## WORK INSTRUCTIONS
All lines up to and including the one that contains "With this feature, the" are to be transcribed exactly, starting from the first line of the records.

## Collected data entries

PR #243, opened 2020-01-07
Add downScaleLimit and upScaleLimit

pbalogh-sa:
| Q               | A
| --------------- | ---
| Bug fix?        | no
| New feature?    |yes

### What's in this PR?
This PR implement min/max broker count

### Why?
With this feature, the actions which are based on alerts check broker count before scale up and down the cluster.


config/base/crds/kafka.banzaicloud.io_kafkaclusters.yaml
```diff
@@ -32,6 +32,17 @@ spec:
         spec:
           description: KafkaClusterSpec defines the desired state of KafkaCluster
           properties:
+            alertManagerConfig:
+              description: AlertManagerConfig defines configuration for alert manager
+              properties:
+                maxBrokerCount:
```
stoader: Should we name it `upScaleLimit` and `downScaleLimit`. Also can we add description here for each field?

`upScaleLimit` - The upper broker count limit the cluster can be upscaled  to.  If the number of brokers is above this limit than auto upscaling triggered by alerts is disabled.

`downScaleLimit` - The lower broker count limit the cluster can be downscaled  to.  If the number of brokers is below this limit than auto downscaling triggered by alerts is disabled.

pbalogh-sa: I agree with you. I'll replace them.

internal/alertmanager/currentalert/process.go
```diff
@@ -93,17 +95,15 @@ func (e *examiner) processAlert(ds disableScaling) error {
 		}
 	case "downScale":
 		if ds.Down {
-			e.Log.Info("downscale is skipped due to minimum broker count")
-			return nil
+			return errors.New("downscaling is skipped due to downscale limit")
```
stoader: why do we return with error instead of just simply logging the fact the downscale is skipped? Not performing downscale when it's disabled it's not an error.

internal/alertmanager/currentalert/process.go
```diff
@@ -93,17 +95,15 @@ func (e *examiner) processAlert(ds disableScaling) error {
...
 		}
 		err := downScale(e.Alert.Labels, e.Client)
 		if err != nil {
 			return err
 		}
 	case "upScale":
 		if ds.Up {
-			e.Log.Info("upscale is skipped due to maximum broker count")
-			return nil
+			return errors.New("upscaling is skipped due to upscale limit")
```
stoader: why do we return with error instead of just simply logging the fact the upscale is skipped? Not performing upscale when it's disabled it's not an error.

internal/alertmanager/currentalert/process.go
pbalogh-sa: If we just log the skipping, the alert will be marked as processed because of the handler checks error returned by `examineAlert`.
https://github.com/banzaicloud/kafka-operator/blob/feature/min-max-broker/internal/alertmanager/currentalert/current_alerts.go#L129-L133
In that case, we log the skipping as info, the `examineAlert` should return the skipping state as well.

internal/alertmanager/currentalert/process.go
pbalogh-sa: https://github.com/banzaicloud/kafka-operator/pull/243#discussion_r364087820

internal/alertmanager/currentalert/current_alerts.go
```diff
@@ -102,18 +116,26 @@ func (a *currentAlerts) AlertGC(alert AlertState) error {
...
 	}
 	if a.alerts[alertFp].Processed != true {
-		err := examineAlert(a.alerts[alertFp], client, rollingUpgradeAlertCount)
+		e := &examiner{
+			Alert:          a.alerts[alertFp],
+			Client:         client,
+			IgnoreCCStatus: a.IgnoreCCStatus,
+			Log:            log,
+		}
+		skipProcess, err := e.examineAlert(rollingUpgradeAlertCount)
```
stoader:
```suggestion
		alertProcessed, err := e.examineAlert(rollingUpgradeAlertCount)
```

internal/alertmanager/currentalert/current_alerts.go
```diff
@@ -102,18 +116,26 @@ func (a *currentAlerts) AlertGC(alert AlertState) error {
...
 		if err != nil {
 			return nil, err
 		}
-		a.alerts[alertFp].Processed = true
+		if !skipProcess {
```
stoader:
```suggestion
		if ! alertProcessed {
```

charts/kafka-operator/templates/operator-kafka-crd.yaml
```diff
@@ -36,6 +36,18 @@ spec:
         spec:
           description: KafkaClusterSpec defines the desired state of KafkaCluster
           properties:
+            alertManagerConfig:
+              description: AlertManagerConfig defines configuration for alert manager
+              properties:
+                downScaleLimit:
+                  description: DownScaleLimit defines the minimum number of brokers,
```
stoader:
```suggestion
                  description: DownScaleLimit the limit for auto-downscaling the Kafka cluster. Once the size of the cluster (number of brokers) reaches or falls below this limit the auto-downscaling triggered by alerts is disabled until the cluster size exceeds this limit.  This limit is not enforced if this field is omitted or is <= 0.
```

charts/kafka-operator/templates/operator-kafka-crd.yaml
```diff
@@ -36,6 +36,18 @@ spec:
...
+                    the alertmanager doesn't scale down the brokers below the number
```
stoader:
```suggestion
                    
```

charts/kafka-operator/templates/operator-kafka-crd.yaml
```diff
@@ -36,6 +36,18 @@ spec:
...
+                  type: integer
+                upScaleLimit:
+                  description: UpScaleLimit defines the maximum number of brokers,
```
stoader:
```suggestion
                  description: UpScaleLimit the limit for auto-upscaling the Kafka cluster. Once the size of the cluster (number of brokers) reaches or exceeds this limit the auto-upscaling triggered by alerts is disabled until the cluster size falls below this limit.  This limit is not enforced if this field is omitted or is <= 0.
```

charts/kafka-operator/templates/operator-kafka-crd.yaml
```diff
@@ -36,6 +36,18 @@ spec:
...
+                    the alertmanager doesn't scale up the brokers above the number
```
stoader:
```suggestion
                    
```

PR #275, opened 2020-01-30
Use struct instead of map[string]interface and casting

baluchicken:
| Q               | A
| --------------- | ---
| Bug fix?        | yes|
| New feature?    | no|
| API breaks?     | no|
| Deprecations?   | no|

### What's in this PR?

This PR removes the unnecessary type casts in scale.go and uses structs instead.
Also it fixes the CheckIfCCTaskFinished function bad behaviour if a not known user id is used.

### Checklist

- [x] Implementation tested

### DIFF
--- a/pkg/scale/scale.go
+++ b/pkg/scale/scale.go
@@ -112,13 +112,17 @@ func GetCruiseControlStatus(namespace, ccEndpoint, clusterName string) error {
 		return err
 	}
 
-	var response map[string]interface{}
+	var response struct {
+		AnalyzerState struct {
+			IsProposalReady bool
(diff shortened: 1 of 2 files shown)


pkg/scale/scale.go
```diff
@@ -150,7 +154,12 @@ func isKafkaBrokerReady(brokerId, namespace, ccEndpoint, clusterName string) (bo
 		return running, err
 	}
 
-	var response map[string]interface{}
+	var response struct {
```
stoader: I'd add a unit test for parsing an sample CC response into the typed struct

PR #277, opened 2020-01-30
Kafka downscale reconcile should search for broker pods only

amuraru:
| Q               | A
| --------------- | ---
| Bug fix?        | yes
| New feature?    | no
| API breaks?     | no
| Deprecations?   | no

### What's in this PR?
Currently when the user initiates a downscale by removing broker ids from spec
the operator will also select the cruise-control pod as a pod delete candidate.
Limiting the filter to broker pods only.

### Why?
Avoid unnecessary invalid empty `remove_broker` calls to cruise-control.  

### Checklist

- [x] Implementation tested

### DIFF
--- a/pkg/resources/kafka/kafka.go
+++ b/pkg/resources/kafka/kafka.go
@@ -158,9 +158,7 @@ func (r *Reconciler) Reconcile(log logr.Logger) error {
 	}
 	// Handle Pod delete
 	podList := &corev1.PodList{}
-	matchingLabels := client.MatchingLabels{
-		"kafka_cr": r.KafkaCluster.Name,
-	}
+	matchingLabels := client.MatchingLabels(labelsForKafka(r.KafkaCluster.Name))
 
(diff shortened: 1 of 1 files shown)


pkg/resources/kafka/kafka.go
```diff
@@ -160,6 +160,7 @@ func (r *Reconciler) Reconcile(log logr.Logger) error {
 	podList := &corev1.PodList{}
 	matchingLabels := client.MatchingLabels{
 		"kafka_cr": r.KafkaCluster.Name,
+		"app":      "kafka",
```
stoader: I think rather `labelsForKafka(r.KafkaCluster.Name)` should used here as `labelsForKafka(r.KafkaCluster.Name)` is used when the Pod is created: https://github.com/banzaicloud/kafka-operator/blob/master/pkg/resources/kafka/pod.go#L88

amuraru: yup - better, fixed!

PR #180, opened 2021-11-03
Fix Bad Imports

AnatoleAM:
Fixing bad imports of `material-ui`, which were importing the entire package in several instances, causing the output bundle size to swell into ridiculous sizes.

@Excellify 🤨


src/Sites/twitch.tv/Components/BanSlider.tsx
```diff
@@ -1,6 +1,6 @@
 import React, { PointerEvent, useState } from 'react';
-import { Restore } from '@material-ui/icons';
-import { SvgIcon } from '@material-ui/core';
+import Restore from '@material-ui/icons/Restore';
+import SvgIcon from '@material-ui/core/SvgIcon';
```
Excellify, line 4: Only this one was my doing right?

PR #191, opened 2021-12-24
Fix paints on firefox

Excellify:
Fixes paints on firefox. 
Firefox dosnt allow you to access stylesheets that come from a different source than the origin. This includes all extensions as well as our own stylesheet for some reason.
Creates and returns a new stylesheet if the user is using firefox.


AnatoleAM (approved):
Thank you!

PR #195, opened 2022-01-01
Fix paints style builder

Excellify:
Fixes a missing semicolon in the paints style builder that caused the color and drop shadow to not work when a color was included in the paint.


AnatoleAM (approved):
Thank you

PR #196, opened 2022-01-03
Added more modifiers

LeptailurusServal:
Effects:
-  Poof
- Arrive
- Leave
- SpinY
- SpinTOODANK


Excellify:
Merging this to remove the pull request, but keep in mind that it's unlikely the modifier feature will make it to the extension at all. At least in its current form.

PR #198, opened 2022-01-08
Added support for non-ascii names

Excellify:
Added support for non ascii names by moving the paints css class one element back and removing the opacity on the ascii name. 
Also made static parts of the paints style its own css style


AnatoleAM:
Is this complete? @Excellify

Excellify:
> 

Should be good

AnatoleAM (approved):

PR #199, opened 2022-01-12
Added support for auto completing emotes with :

Excellify:
This adds all emotes to twitch's : auto-complete menu. Should be compatible with ffz, but haven't been able to test extensively.


AnatoleAM (approved):
Banger

PR #201, opened 2022-01-16
Colon-complete fixes

Excellify:
Fixes 2 issues with the colon-complete: 

1. Will no longer throw an error when recieving "cease" from ffz if the TwitchPageScript hasn't been initialized yet.
2. Colon-complete will now wait if twitch has not finished inserting its own emotes.

### DIFF
--- a/src/Sites/twitch.tv/twitch.tsx
+++ b/src/Sites/twitch.tv/twitch.tsx
@@ -145,8 +145,14 @@ export class TwitchPageScript {
 	insertEmotesIntoAutocomplete() {
 		if (this.ffzMode) return;
 
-		const emoteProvider = this.twitch.getAutocompleteHandler().providers[0];
 		const store = this.emoteStore;
+		const emoteProvider = this.twitch.getAutocompleteHandler().providers[0];
+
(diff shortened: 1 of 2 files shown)


src/Sites/twitch.tv/twitch.tsx
```diff
@@ -204,7 +206,7 @@ export class TwitchPageScript {
 	whenUpperLayerRequestsThePageScriptStopsSendingChatLinesUpstream(): void {
 		ffzMode = true;
 
-		let sets = this.twitch.getAutocompleteHandler()?.providers[0].props.emotes;
+		let sets = this.twitch?.getAutocompleteHandler()?.providers[0].props.emotes;
```
AnatoleAM, line 209: `this.twitch` will always be undefined, since the decorator is calling this method which doesn't pass the context properly. This doesn't seem like the correct place to put this

AnatoleAM (changes requested):

AnatoleAM (approved):
I applied a change moving the `Twitch` instance out of class scope. Unfortunately, the method decorator approach we have doesn't seem to be very functional

PR #210, opened 2022-01-20
click to use feature

ddenniem:
This feature adds functionality to click any emote in chat and it will input itself into the chat draft, as if it was an emote menu injection.

### DIFF
--- a/src/Content/Runtime/Settings.ts
+++ b/src/Content/Runtime/Settings.ts
@@ -117,6 +117,13 @@ class Settings {
 					defaultValue: true
 				},
 				{
+					id: 'general.emote_click',
+					label: 'Click emote to use',
+					hint: 'Click on any emote in chat to automatically input it in your chat draft',
+					type: 'checkbox',
+					defaultValue: true
+				},
+				{
 					id: 'general.history_navigation',
 					label: 'History Navigation',
 					hint: 'Allow the usage of up/down arrows to get previously sent messages back in the chat input box',
--- a/src/Content/Runtime/Settings.ts
+++ b/src/Content/Runtime/Settings.ts
@@ -106,7 +106,7 @@ class Settings {
 					label: 'Click emote to use',
 					hint: 'Click on any emote in chat to automatically input it in your chat draft',
 					type: 'checkbox',
-					defaultValue: true
+					defaultValue: false
 				},
 				{
 					id: 'general.app_avatars',
--- a/src/Content/Runtime/Settings.ts
+++ b/src/Content/Runtime/Settings.ts
@@ -103,8 +103,8 @@ class Settings {
 				},
 				{
 					id: 'general.emote_click',
-					label: 'Click emote to draft',
-					hint: 'Click on any emote in chat to automatically input it in your chat draft',
+					label: 'Shift-Click emote to draft',
+					hint: 'Shift + Click on any emote in chat to automatically input it into your chat draft',
 					type: 'checkbox',
 					defaultValue: false
 				},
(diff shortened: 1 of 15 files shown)


ddenniem:
I implemented a setting for the added feature, but in my testing, the setting does not disable the feature when turned off. I tested on firefox.

src/Global/EmoteStore.tsx
```diff
@@ -400,6 +402,12 @@ export namespace EmoteStore {
 				MainComponent.ShowTooltip.next({ event, hover: false });
 			});
 
+			inner.addEventListener('mousedown', _ => {
+				if(!settings.get('general.emote_click').asBoolean()) return;
```
Excellify, line 406: Use the configMap from SiteApp instead of settings for this to work.

src/Content/Runtime/Settings.ts
```diff
@@ -101,6 +101,13 @@ class Settings {
 					type: 'checkbox',
 					defaultValue: true
 				},
+				{
+					id: 'general.emote_click',
+					label: 'Click emote to use',
+					hint: 'Click on any emote in chat to automatically input it in your chat draft',
+					type: 'checkbox',
+					defaultValue: true
```
Excellify, line 109: Unsure if this should be enabled by default as it removes the default functionality of opening the emote card.

ddenniem: True, will need to find a way to prevent emote card behaviour when this option is on.

src/Global/EmoteStore.tsx
ddenniem: fixed

Excellify:
I think this is a fine addition and seems to be working. I have a few improvment ideas if you want to do some more development, but not needed if you don't to. 
You could make it so that:

- clicking normaly opens the card/nothing for 3rd party emotes.
- Holding SHIFT adds it to the draft 
- Holding CTRL opends the providers address of the emote (i.e. https://7tv.app/emotes/60a1babb3c3362f9a4b8b33a)

ddenniem:
> I think this is a fine addition and seems to be working. I have a few improvment ideas if you want to do some more development, but not needed if you don't want to. You could make it so that:
> 
>     * Clicking normaly opens the card/nothing for 3rd party emotes.
> 
>     * Holding SHIFT adds it to the draft
> 
>     * Holding CTRL opends the providers address of the emote (i.e. https://7tv.app/emotes/60a1babb3c3362f9a4b8b33a)

I agree, clicking normally should always keep default twitch behaviour to keep it future proof, in case twitch adds a feature when you click an emote. I changed it to shift+click.

I will leave the CTRL click for another feature request.

Excellify (approved):
Looks fine to me

ddenniem:
lmk if a changelog entry should be added

ddenniem:
it should be noted that if ffz is installed, they override this behaviour. Shift+clicking any third party emote with ffz will open a new tab with the emote url

Excellify:
> it should be noted that if ffz is installed, they override this behaviour. Shift+clicking any third party emote with ffz will open a new tab with the emote url

The 7TV extension lets ffz handle rendering of chat lines when both are installed so we cant really controll what happens when emotes are clicked.

AnatoleAM:
What is/are the use case(s) for this?

ddenniem:
> What is/are the use case(s) for this?  

It allows for easier chat copy/pasting. If you see someone use an emote, you can instantly draft it yourself. 
preview
Especially handy if you see the chat spam a specific emote, you can join easily.

Issue #215, opened 2022-01-29
[Bug] Broken emoji width in YouTube comments


davidstraka2:
**Describe the bug**
Emojis in the YouTube comment section are deformed (of unequal height and width). The 7tv extension overrides the default height, but doesn't override the default width. Everything works correctly with the 7tv extension disabled.

**To Reproduce**
1. Go to any YouTube video
3. Scroll down to its comment section and find any comment with emojis
4. See deformed emojis

**Expected behavior**
The emojis should be of equal width & height (or at least most basic emojis).

**Screenshots**
Example of broken/deformed emojis in the comment section:

![broken-emojis](https://user-images.githubusercontent.com/32021723/151669586-bc10cf5f-596f-459f-b9af-d3aee92167e4.png)

The styles causing the issue (Style.css is added by 7tv):

![broken-styles](https://user-images.githubusercontent.com/32021723/151669647-f2d7960c-b826-4ce9-bfe7-b5b090c58534.png)

Temporary fix by adding a custom override (adding the width property):

![fix](https://user-images.githubusercontent.com/32021723/151669679-ca572708-bb00-4a42-878d-09333a795c4f.png)

**Version:**
2.1.4 (though I've had this bug for a long time, only now I've finally got myself to find the cause)

Cryptizism:
Can you close this please @AnatoleAM

PR #220, opened 2022-02-20
Fixed emoji width being altered on YT

Cryptizism:
Emoji width on youtube was sometimes altered by higher priority CSS which used exact pixels of 16 and made the emojis look messed up and thin

#215


Cryptizism:
Made commit on main fork meaning I couldn't add more changes, closing and will re-open with some other CSS changes later

Issue #147, opened 2021-09-24
Emote panel is not showing in Creator Dashboard [Bug] 


YourJest:
**Describe the bug**
Emote panel is not showing properly in Creator Dashboard in Firefox

**To Reproduce**
1. Go to Creator Dashboard
2. Click on 7tv icon near chat

**Expected behavior**
Emote panel is showing properly in Creator Dashboard.

**Version:**
2.0.0
Firefox version 92.0.1
Chrome version 93.0.4577.82

Probably it's because the emote panel showing at the wrong place. When I open developer tools and moving it to the top it appears.
![изображение](https://user-images.githubusercontent.com/16428691/134709619-3e567655-2c5f-4618-a803-66dd4fe81b50.png)

PR #222, opened 2022-02-21
Updated position CSS of the overlay class.

Cameron2920:
Fix for #147 

The parent element of the overlay element differ between https://dashboard.twitch.tv/ and https://www.twitch.tv/. This resulted in the positioning behaviour of the overlay differing on the 2 sites. This change should make sure the position of the overlay is consistent on the 2 sites.


AnatoleAM (approved):
Thank you 👍

PR #56, opened 2019-10-21
make all patches idempotent. Fixes #2844

c0d1ngm0nk3y:
## Description

Make patches idempotent, so that the initContainers can be run several times without failing.

See https://github.com/SUSE/scf/pull/2845

## Test plan

Installed scf via cf-operator and checked that all pods are started.


bosh/releases/pre_render_scripts/diego-cell/cflinuxfs3-rootfs-setup/jobs/patch_pre-start.sh
```diff
@@ -17,3 +17,11 @@ patch --verbose "${target}" <<'EOT'
...
  CA_DIR=$ROOTFS_DIR/usr/local/share/ca-certificates/
 EOT
+)
+
+# Only patch once
+if ! patch --reverse --dry-run -f "${target}" <<<"$PATCH" 2>&1  >/dev/null ; then
+  patch --verbose "${target}" <<<"$PATCH"
+else
+  echo "Patch already applied. Skipping"
+fi
```
f0rmiga: [nit] missing a line break.

c0d1ngm0nk3y: Done. It would be great to get this finally merged. Just let us know if there is still something open.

## WRITTEN SOLUTION
PR #243, opened 2020-01-07
Add downScaleLimit and upScaleLimit

pbalogh-sa:
| Q               | A
| --------------- | ---
| Bug fix?        | no
| New feature?    |yes

### What's in this PR?
This PR implement min/max broker count

### Why?
With this feature, the actions which are based on alerts check broker count before scale up and down the cluster.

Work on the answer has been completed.